Records to use
● ● ● ● ●

PR #558, opened 2017-08-24
Make taurusargparse tango independent

mrosanes:
Make taurusargparse tango independent.

Modify --tango-host by --authority option.
This gives the option to enter authorities other than Tango, even
though, as of today, only a Tango authority will have influence
using this option.

### DIFF
--- a/lib/taurus/core/util/argparse/taurusargparse.py
+++ b/lib/taurus/core/util/argparse/taurusargparse.py
@@ -53,7 +53,7 @@ Currently, the known options are:
 
     #. ``--help`` prints the total number of available options
     #. ``--taurus-log-level`` sets the taurus log level
-    #. ``--tango-host`` sets the default tango host
+    #. ``--authority`` sets the default tango host
     #. ``--taurus-polling-period`` sets the default taurus global polling period (milliseconds)
     #. ``--taurus-serialization-mode`` sets the default taurus serialization mode
     #. ``--remote-console-port`` enables remote debugging using the given port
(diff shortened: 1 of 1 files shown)


cpascual:
I do not thing this is the right thing to do because:

- Currently there is no need for the generic "--authority" option (we do not foresee using it in any other scheme)
- The resulting code is more complex (and fragile), and it is still tango-centric (the only difference is cosmetic, because the tango-centricity is hidden to the user)

IMHO the option should be left as it is, and eventually (when [TEP13](http://www.taurus-scada.org/en/latest//tep/?TEP13.md) is done), we could consider adding an entry point so that schemes can insert their own argparse options (and then move this code to the taurus-tango plugin)

mrosanes:
I think that it is not only cosmetic, the new code could be easily extended to be used for other schemes other than Tango if it was required in the future, by using the same option --authority. Even if today only the Tango option has sense. As you say the mechanism will be better once [TEP13](http://www.taurus-scada.org/en/latest//tep/?TEP13.md) is implemented, but I think the contribution is removing the Tango centricity, because it opens the door to introduce the other schemes in the same block of code if required ('if/elif/else').

cpascual:
> the contribution is removing the Tango-centricity, because it opens the door to introduce the other schemes in the same block of code if required ('if/elif/else').

I do not agree. The Tango-centricity issue is still there: `TaurusApplication` (which should consist only of scheme-agnostic code) is still doing tango-specific code. The only difference is that in your proposed code, the user does not see it with an explicit tango-centric arg name. 

Furthermore, the contributed solution invites developers to make things worse by adding *other-scheme-specific* code where currently there is "only" tango-specific code. This is not only undesirable, but it also has clear scalability limitations (keep in mind that there may be third-party schemes). 

And regarding the "opening the door" part, I think it is not right. The door was already open since one could just as well add extra argparse options (e.g. `--eval-auth`) if really required (and BTW, this makes more sense because, in that situation, one could want to set different default authorities for different schemes)

cpascual:
Nobody added to this discussion in more than 1 month, so I followed my criterion and rejected it. Of course, if someone considers that it should be re-considered, please reopen it.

● ● ● ● ●

What to do
The required answer is every line of the data, duplicated exactly.

Expected answer
PR #558, opened 2017-08-24
Make taurusargparse tango independent

mrosanes:
Make taurusargparse tango independent.

Modify --tango-host by --authority option.
This gives the option to enter authorities other than Tango, even
though, as of today, only a Tango authority will have influence
using this option.

### DIFF
--- a/lib/taurus/core/util/argparse/taurusargparse.py
+++ b/lib/taurus/core/util/argparse/taurusargparse.py
@@ -53,7 +53,7 @@ Currently, the known options are:
 
     #. ``--help`` prints the total number of available options
     #. ``--taurus-log-level`` sets the taurus log level
-    #. ``--tango-host`` sets the default tango host
+    #. ``--authority`` sets the default tango host
     #. ``--taurus-polling-period`` sets the default taurus global polling period (milliseconds)
     #. ``--taurus-serialization-mode`` sets the default taurus serialization mode
     #. ``--remote-console-port`` enables remote debugging using the given port
(diff shortened: 1 of 1 files shown)


cpascual:
I do not thing this is the right thing to do because:

- Currently there is no need for the generic "--authority" option (we do not foresee using it in any other scheme)
- The resulting code is more complex (and fragile), and it is still tango-centric (the only difference is cosmetic, because the tango-centricity is hidden to the user)

IMHO the option should be left as it is, and eventually (when [TEP13](http://www.taurus-scada.org/en/latest//tep/?TEP13.md) is done), we could consider adding an entry point so that schemes can insert their own argparse options (and then move this code to the taurus-tango plugin)

mrosanes:
I think that it is not only cosmetic, the new code could be easily extended to be used for other schemes other than Tango if it was required in the future, by using the same option --authority. Even if today only the Tango option has sense. As you say the mechanism will be better once [TEP13](http://www.taurus-scada.org/en/latest//tep/?TEP13.md) is implemented, but I think the contribution is removing the Tango centricity, because it opens the door to introduce the other schemes in the same block of code if required ('if/elif/else').

cpascual:
> the contribution is removing the Tango-centricity, because it opens the door to introduce the other schemes in the same block of code if required ('if/elif/else').

I do not agree. The Tango-centricity issue is still there: `TaurusApplication` (which should consist only of scheme-agnostic code) is still doing tango-specific code. The only difference is that in your proposed code, the user does not see it with an explicit tango-centric arg name. 

Furthermore, the contributed solution invites developers to make things worse by adding *other-scheme-specific* code where currently there is "only" tango-specific code. This is not only undesirable, but it also has clear scalability limitations (keep in mind that there may be third-party schemes). 

And regarding the "opening the door" part, I think it is not right. The door was already open since one could just as well add extra argparse options (e.g. `--eval-auth`) if really required (and BTW, this makes more sense because, in that situation, one could want to set different default authorities for different schemes)

cpascual:
Nobody added to this discussion in more than 1 month, so I followed my criterion and rejected it. Of course, if someone considers that it should be re-considered, please reopen it.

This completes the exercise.